What is the output? For a 3min roast how much do you need to roast at a time?


----------



## 4085

The more I see and read, the more bonkers I think this is (ignoring early adopters). The price is just spiralling with them now suggesting retail will be £1250 for a home roaster with a 100 gm output. I am dying to hear people defend it, I really am! The Pro thing is different as it is just a business tool.


----------



## MWJB

100g a day from a roaster you can use on a kitchen worktop doesn't seem so bad?


----------



## 4085

MWJB said:


> 100g a day from a roaster you can use on a kitchen worktop doesn't seem so bad?


Have not done the maths, but if you roast 5 times a week thats 500 gms less shrinkage. Bearing in mind unless you are doing brewed you will have to rest it for say 3 days minimum. Your 100 gms will net roughly 83 gms which at 18 gms per shot is 4.6 shots per roast. You then have to factor in dialling in which if you are using the same bean/varietal will only be now and then. You have shelled out £1250 to let you do this.

The principle of home roasting applies to whatever kit you use but it seems an arduous way of doing it when you can get larger output proven roasters. The bluetooth electronics are very interesting but unless you have a wealth of home roasting knowledge, are meaningless as you will have to no idea what tweeks to make to try and enhance

Let us be quite clear. I am suggesting that if this did 200 to 250 gms then it would be more plausible


----------



## Step21

We need to dissociate output from cost. It is on roast quality any judgement should be made. It is not easily comparable to anything currently on the market. IIRC the output is 50g per roast not 100g unless they have made changes to original spec.

The increased cost is due to the low value of sterling (thanks Brexit) and the decision to build them in London rather than Asia.

I'm not sure when they will start shipping - supposedly end Jan, but we'll see.
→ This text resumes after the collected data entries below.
PR #765, opened 2024-03-07
New scaling of participants

### LINKED ISSUE #734: Consider scaling factor with flex options
Scaling is applied in `SystemParticipant.calculateApparentPower`, which is not utilized by participant models when calculating flex options and handling flex control.

### LINKED ISSUE #764: Implementing scaling of all relevant input parameters
Instead of just scaling the output apparent power of system participants, we should rather scale all relevant input parameters (including capacity etc.). This is made possible by https://github.com/ie3-institute/PowerSystemDataModel/pull/1012 and the release of PSDM 5.0.

Linked to #734, which is also solved by this.

sebastian-peter:
Resolves #734 
Resolves #764


danielfeismann (approved):
LGTM

PR #770, opened 2024-03-11
realistic stochastic load agent

### LINKED ISSUE #691: Conceptualize and Implement a "realistic" load agent
We are currently lacking a load agent that is "realistically" stochastic. Our current Agents consist of

1. `ProfileLoadAgent`: Which represents _standard load profiles_. Which is only really realistic when looking at a multitude of loads in that respective category, since it basically depicts their average behavior. 
2. `FixedLoadAgent`: Which has a fixed load.
3. `RandomLoadAgent`: Which is kind of what we want, but not really. The problem here is, that the household picks a random value from a distribution. That means the previous value has nothing to do with the last value (we probably should double check, that that is in fact true). 

We need a household that is stochastic, but without the limitation of the `RandomLoadAgent`, meaning that not only the individual values depict a expected distribution, but also the sequence of values is sensible. One modeling approach could be to go for a Markov chain type of process, similar as our half-finished implementation [here](https://github.com/ie3-institute/MarkovsHousehold).

pierrepetersmeier:
Resolves: #691


staudtMarius:
This branch can be closed, because it is not necessary to do the implementation in SIMONA.

PR #772, opened 2024-03-13
Print log directory to terminal upon simulation failure

### LINKED ISSUE #626: Print directory of logs to terminal upon simulation failure
It would be nice if we would print the directory location to the terminal if something goes wrong, so the user can quickly navigate to the log file to investigate the issue.

staudtMarius:
Resolves #626


src/main/scala/edu/ie3/simona/main/RunSimona.scala
```diff
@@ -68,6 +70,21 @@ trait RunSimona[T <: SimonaSetup] extends LazyLogging {
...
+      val root: Path = Path.of(
+        new File(".").getAbsoluteFile.getParent,
+        "logs",
+        "simona",
+        "simona.log",
+      )
+      logger.error(
+        s"Simulation stopped due to the occurrence of an error! The full log can be found here: $root"
+      )
+    }
```
t-ober, line 87: This should take into account the actual output directory that was specified in the configuration. It seems like the path you are printing is relative to simona not based on the configuration

t-ober (changes requested):

src/main/scala/edu/ie3/simona/sim/setup/SimonaStandaloneSetup.scala
```diff
@@ -66,6 +66,7 @@ class SimonaStandaloneSetup(
     resultFileHierarchy: ResultFileHierarchy,
     runtimeEventQueue: Option[LinkedBlockingQueue[RuntimeEvent]] = None,
     override val args: Array[String],
+    override val logOutputDir: String,
```
sebastian-peter, line 69: You could also add `override val logOutputDir: String = resultFileHierarchy.logOutputDir` to the class body instead. That way, we'll have one less variable within the class parameters.

sebastian-peter (changes requested):
Small suggestion from my side

t-ober (approved):

sebastian-peter (approved):

PR #779, opened 2024-04-03
Refactoring of `GridAgent` messages.

### LINKED ISSUE #736: Refactoring GridAgent messages
As in #666 commented the different ``GridAgentMessage``s should be collected into one ``object``. Also the messages should be split into requests and responses.

staudtMarius:
Resolve #736


src/main/scala/edu/ie3/simona/agent/grid/GridAgentMessages.scala
```diff
@@ -0,0 +1,189 @@
...
+    *   received response
+    */
+  final case class WrappedResponse(response: GridAgent.Response)
+      extends GridAgent.InternalRequest
+
+  /** Wrapper for [[PowerMessage]]s.
+    * @param msg
+    *   the received power message
+    */
+  final case class WrappedPowerMessage(msg: PowerMessage)
```
sebastian-peter, line 93: There should be no need to wrap power messages. They should be either always received by GridAgents or always received by ParticipantAgents.

For example, `RequestAssetPowerMessage` is always received by a ParticipantAgent. It should thus be part of the messages received by ParticipantAgents. 

`AssetPowerChangedMessage` is always received by GridAgents and should thus extend `GridAgent.Request` (at least transitively).

sebastian-peter (changes requested):

src/main/scala/edu/ie3/simona/agent/grid/GridAgentMessages.scala
```diff
@@ -0,0 +1,266 @@
...
+    */
+  final case class WrappedActivation(activation: Activation)
+      extends GridAgent.InternalRequest
+
+  /** Wrapper for any [[GridAgent.Response]] from [[GridAgent]]s.
+    * @param response
+    *   received response
+    */
+  final case class WrappedResponse(response: GridAgent.Response)
+      extends GridAgent.InternalRequest
```
sebastian-peter, line 91: Hmm. I get why this exists, but there should be a way that is a bit more concise and easier to grasp. If we throw out `WrappedResponse`, and also the trait `Response`, we could then have `InternalResponse` be renamed to `InboundResponse` (or something like that) and extend `Request` as well. This makes sense because `Request` should be extended by everything that we can receive.

sebastian-peter (changes requested):

sebastian-peter (approved):
Looks good, thanks

PR #780, opened 2024-04-04
Making passing of `RefSystem` via config optional.

### LINKED ISSUE #769: Make passing a `refSystem` via the configuration optional
Currently we need to pass a `refSystem` explicitly via the configuration. I don't see why we can't make that optional and use sensible standard values so the user do not have to care about that if they don't want to.

```
  gridConfig {
    refSystems = [
      {
        sNom = "60 MVA"
        vNom = "10 kV"
        voltLvls = [
          {
            id = "MS"
            vNom = "10 kV"
          }
        ]
      }
```

staudtMarius:
Resolves #769


staudtMarius:
!test

staudtMarius:
!test

docs/readthedocs/config.md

I've had enough of the pre judgement. When I get one I'll post my thoughts .


----------



## MWJB

dfk41 said:


> Have not done the maths, but if you roast 5 times a week thats 500 gms less shrinkage. Bearing in mind unless you are doing brewed you will have to rest it for say 3 days minimum. Your 100 gms will net roughly 83 gms which at 18 gms per shot is 4.6 shots per roast. You then have to factor in dialling in which if you are using the same bean/varietal will only be now and then. You have shelled out £1250 to let you do this.
> 
> The principle of home roasting applies to whatever kit you use but it seems an arduous way of doing it when you can get larger output proven roasters. The bluetooth electronics are very interesting but unless you have a wealth of home roasting knowledge, are meaningless as you will have to no idea what tweeks to make to try and enhance
> 
> Let us be quite clear. I am suggesting that if this did 200 to 250 gms then it would be more plausible


You said 100g "output".

I thought you would be able to download proven profiles from via the app?


----------



## 4085

MWJB said:


> You said 100g "output".
> 
> I thought you would be able to download proven profiles from via the app?
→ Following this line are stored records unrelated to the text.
PR #798, opened 2024-04-25
Fix ConfigFailFastSpec after Refsystem passing

### LINKED ISSUE #797: VnSimona breaks with optional RefSystem passing
with changing the voltage level abbreviations to english terms (LV,MV,HV,EHV) when introducing #780 VnSimona breaks.
ConfigFailFastSpec need to be updated as well

danielfeismann:
resolves #797

### DIFF
--- a/src/main/scala/edu/ie3/simona/config/ConfigFailFast.scala
+++ b/src/main/scala/edu/ie3/simona/config/ConfigFailFast.scala
@@ -114,7 +114,8 @@ case object ConfigFailFast extends LazyLogging {
 
     // check if the provided combinations of refSystems provided are valid
     val refSystems = simonaConfig.simona.gridConfig.refSystems
-    refSystems.foreach(checkRefSystem)
+    if (refSystems.isDefined)
+      refSystems.foreach(refsys => checkRefSystem(refsys))
 
     /* Check all participant model configurations */
     checkParticipantRuntimeConfiguration(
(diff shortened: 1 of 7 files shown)


staudtMarius:
@danielfeismann Is there a reason for changing the config template?

danielfeismann:
Imho, if we want to have the refsystem only optional in config, we need to adapt this. I didn't saw that in my review. But maybe misunderstood something here...

staudtMarius:
The point of #780 was to make the line in the config optional. If the user does not want to specify the refsystem, then a default one should be used. Therefore I adapted the config template.

danielfeismann:
Right. But there are any changes of 'config-template.conf' in #780. Thus I started this PR. Need to fix some more things and will come back to you then.

src/main/scala/edu/ie3/simona/config/ConfigFailFast.scala
```diff
@@ -431,67 +432,71 @@ case object ConfigFailFast extends LazyLogging {
...
 
-    val voltLvls =
-      refSystem.voltLvls.getOrElse(List.empty[SimonaConfig.VoltLvlConfig])
-    val gridIds = refSystem.gridIds.getOrElse(List.empty[String])
+  private def checkRefSystem(refSystems: List[RefSystemConfig]): Unit = {
+    refSystems.foreach { refSystem =>
+      {
+        val voltLvls =
+          refSystem.voltLvls.getOrElse(List.empty[SimonaConfig.VoltLvlConfig])
+        val gridIds = refSystem.gridIds.getOrElse(List.empty[String])
```
t-ober, line 441: Why do I need to pass a grid id ?
Can't we just define a default refsystem for all sensible voltage level and use that.
My goal is that the user does not even need to worry what a ref system is.

t-ober (changes requested):

src/main/scala/edu/ie3/simona/config/ConfigFailFast.scala
danielfeismann: This will check the grid id when the users provide a RefSystem, just as it does in the past. You want to remove the ability to specify a RefSystem via config completely and not just make it optional?

t-ober: whoops. you are right slightly misread it. that gets only run if a refsystem is actually defined

t-ober (changes requested):
Looks good to me. You might take a short look at the sonarqube complaints. We could at least get rid of that unused variable.

t-ober (approved):

PR #804, opened 2024-04-30
Provide uuids of the unconnected elements

### LINKED ISSUE #799: Provide uuids of the unconnected elements
```
edu.ie3.simona.exceptions.GridInconsistencyException: The grid with subnetNo 1 is not connected! Please ensure that all elements are connected correctly and inOperation is set to true!
```

It would be great for debuging to get the uuids of the unconnected elements.

danielfeismann:
Merge #807 first!

resolves #799


staudtMarius:
With the [PSDM 1092](https://github.com/ie3-institute/PowerSystemDataModel/pull/1092) the `ValidationUtils` will check the connectivity for all defined operation time intervals. It will also put out the unconnected elements.

Therefore this part could be completly removed from SIMONA, because we would than check the connectivity directly after reading the grid.

danielfeismann:
This is already included in the last PSDM update. This PR is therefore obsolete.

PR #807, opened 2024-05-06
Fix GridSpec

### LINKED ISSUE #806: Fix GridSpec
- Pictogram of `FiveLinesWithNodes` doesn't match the lines forming the grid
- GridSpec test `throw an InvalidGridException if a grid is not connected` throws exception but not for the reason planned.

danielfeismann:
resolves #806


jo-bao (approved):
Seems to throw the right exception!

PR #812, opened 2024-05-23
Fix bug in default `RefSystem`.

### LINKED ISSUE #811: Default reference system uses unit `volt` for lv.
image

This leeds to an error here:
image

The error occures when calculating the difference, because one value is given in the unit `Volt` while the other is given in `Kilovolt`.

staudtMarius:
Resolves #811


danielfeismann (approved):
Good catch!

PR #990, opened 2024-10-10
cylindrical thermal storage test convert groovy tests to scalatest remove groovy

pierrepetersmeier:
Rewrote CylindricalThermalStorageTest Test from groovy to scala

Resolves: #646


src/test/scala/edu/ie3/simona/model/thermal/CylindricalThermalStorageSpec.scala
```diff
@@ -0,0 +1,273 @@
...
+import tech.units.indriya.unit.Units
+
+import java.util.UUID
+
+class CylindricalThermalStorageSpec
+    extends UnitSpec
+    with Matchers
+    with BeforeAndAfterAll {
+
+  final val tolerance: Energy = KilowattHours(1e-10)
```
danielfeismann, line 30: If you change this into an implicit val, you could remove the explicit given tolerances below

src/test/scala/edu/ie3/simona/model/thermal/CylindricalThermalStorageSpec.scala
```diff
@@ -0,0 +1,273 @@
...
+      getQuantity(20, StandardUnits.VOLUME),
+      getQuantity(30, StandardUnits.TEMPERATURE),
+      getQuantity(40, StandardUnits.TEMPERATURE),
+      getQuantity(1.15, StandardUnits.SPECIFIC_HEAT_CAPACITY),
+    )
+  }
+
+  def buildThermalStorage(
+      storageInput: CylindricalStorageInput,
+      volume: Double,
```
danielfeismann, line 49: This is absolutely fine and it was like this in the groovy tests. But maybe we could (and should) use the units here. Same below for `vol2Energy`. This would make it a bit safer to use theses tests because one has not to take care that the prefix of the double is correct.

src/test/scala/edu/ie3/simona/model/thermal/CylindricalThermalStorageSpec.scala
```diff
@@ -0,0 +1,273 @@
...
+        ),
+        (
+          0L,
+          250.0,
+          -10.0,
+          3600L,
+          -42.0,
+          240.0,
+          ThermalStorage.ThermalStorageThreshold.StorageEmpty(4457L),
+        ),
```
danielfeismann, line 184: This one is a repetition (it already was in groovy). Please remove one.

danielfeismann (changes requested):
This looks quite fine, just some few wishes from my side

src/test/scala/edu/ie3/simona/model/thermal/CylindricalThermalStorageSpec.scala
```diff
@@ -0,0 +1,265 @@
...
+import tech.units.indriya.unit.Units
+
+import java.util.UUID
+
+class CylindricalThermalStorageSpec
+    extends UnitSpec
+    with Matchers
+    with BeforeAndAfterAll {
+
+  final implicit val tolerance: Energy = KilowattHours(1e-10)
```
danielfeismann, line 30: This is fine but i don't thing that the tolerance needs to be final here. Final vals can not be overwritten, actually we don't want to overwrite it so it is fine but I guess we normaly simple use implicit val.

src/test/scala/edu/ie3/simona/model/thermal/CylindricalThermalStorageSpec.scala
```diff
@@ -0,0 +1,265 @@
...
+      UUID.randomUUID(),
+      "ThermalStorage",
+      null,
+      getQuantity(100, StandardUnits.VOLUME),
+      getQuantity(20, StandardUnits.VOLUME),
+      getQuantity(30, StandardUnits.TEMPERATURE),
+      getQuantity(40, StandardUnits.TEMPERATURE),
+      getQuantity(1.15, StandardUnits.SPECIFIC_HEAT_CAPACITY),
+    )
+  }
```
danielfeismann, line 45:
```suggestion
  lazy val storageInput = new CylindricalStorageInput(
      UUID.randomUUID(),
      "ThermalStorage",
      null,
      getQuantity(100, StandardUnits.VOLUME),
      getQuantity(20, StandardUnits.VOLUME),
      getQuantity(30, StandardUnits.TEMPERATURE),
      getQuantity(40, StandardUnits.TEMPERATURE),
      getQuantity(1.15, StandardUnits.SPECIFIC_HEAT_CAPACITY),
    )
```

We try to avoid var whereever possible. One option from my point of view here would be using a lazy val. This one get's initialized at the first use and stays imuteable which is what we want.

danielfeismann (changes requested):
Almost there :)

danielfeismann (approved):
LGTM, thanks for including my comments and for the work done here!

PR #993, opened 2024-10-13
Mh/#921 check window duration

### LINKED ISSUE #921: Properly fix CheckWindow duration
With #875, a fix has been introduced that does not actually get to the root cause of the problem. Now we're just fixing a duration in `CheckWindowPassed` that has been calculated wrong from the beginning.

The actual problem lies in `RuntimeNotifier#completing`: 

https://github.com/ie3-institute/simona/blob/c2b41b523ec6834dcaa81fde5ee2e40e322251e6/src/main/scala/edu/ie3/simona/scheduler/RuntimeNotifier.scala#L114-L116

Instead of `lastStartTime`, `lastCheckWindowTime` should be referenced. That should fix the whole issue (please test though). Parts of #875 can then be reverted.

cc @staudtMarius @danielfeismann

marvinheintze:
Resolves #921 
Took out variable `last` in RunTimeEventLogSink 
Changed `lastStartTime` to `lastCheckWindowTime`


danielfeismann (dismissed):
This looks good to me, thanks for fixing this! Maybe @sebastian-peter would like to have a short look here, so I will not merge directly.

Edit: I test the output, is working fine.

sebastian-peter (approved):
Thanks, I just adjusted the display of duration if we pass multiple check windows at once. Now it should be the same as in dev.

@danielfeismann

Mark, if I cannot even get the output right, would you want to download a profile I had uploaded!


----------



## Step21

IKAWA are going to supply greens and recipes(programs) for recommended roasts. There will be a community sharing roast ideas etc... so we'll not be in the dark


----------



## 4085

Step21 said:


> When I get one I'll post my thoughts .


Which brings it back full circle to whether or not the home version can produce something akin to a professional roaster, which after all, is the whole point


----------



## Step21

You need to get over the cost/volume issue. It is irrelevant - this is a hobbyist toy.

You can make similar cost per shot comparison between a £500 espresso machine and a £5000 one. You'd hope the expensive machine would give a better shot. It might or it might not.


----------



## Step21

dfk41 said:


> Which brings it back full circle to whether or not the home version can produce something akin to a professional roaster, which after all, is the whole point


Yes but the pre judgement on this thread already has told us that is not possible. "Told you so" is just bursting to get out


----------



## 4085

Step21 said:


> Yes but the pre judgement on this thread already has told us that is not possible. "Told you so" is just bursting to get out


Step, told you so is not a term I use. I have no more idea than you if this will actually work or not, therefore I cannot tell you. I hope it works. It ought to if you believe the info they tell you and they already have the benefit of having produced the Pro one. I like the concept and the looks and if the price had been around the £3 to £400 range might have bought one. I am not hung up on price in as much as how can a £500 product be as good as a £5000 which aims to do the same.

We are all different with different values. I really do hope that it is as good as those who have bought hope for. I would not expect you to tell us it is not very good because who does......fingers crossed


----------



## Step21

"We are all different with different values. I really do hope that it is as good as those who have bought hope for. I would not expect you to tell us it is not very good because who does......fingers crossed"

I would not expect an impartial review from me - you are no doubt correct about that - but no more or less so than the naysayers on this thread. However, once I get used to it and confident that the roasts are decent (hopefully better), I would be happy to post out samples for anyone interested.

I'm unlikely to do decaf though - sorry!


----------



## Coffeejon

I think it's a great idea & looks A great machine. I would love one as a sample roaster but it was about £2500 (pro version)when I asked.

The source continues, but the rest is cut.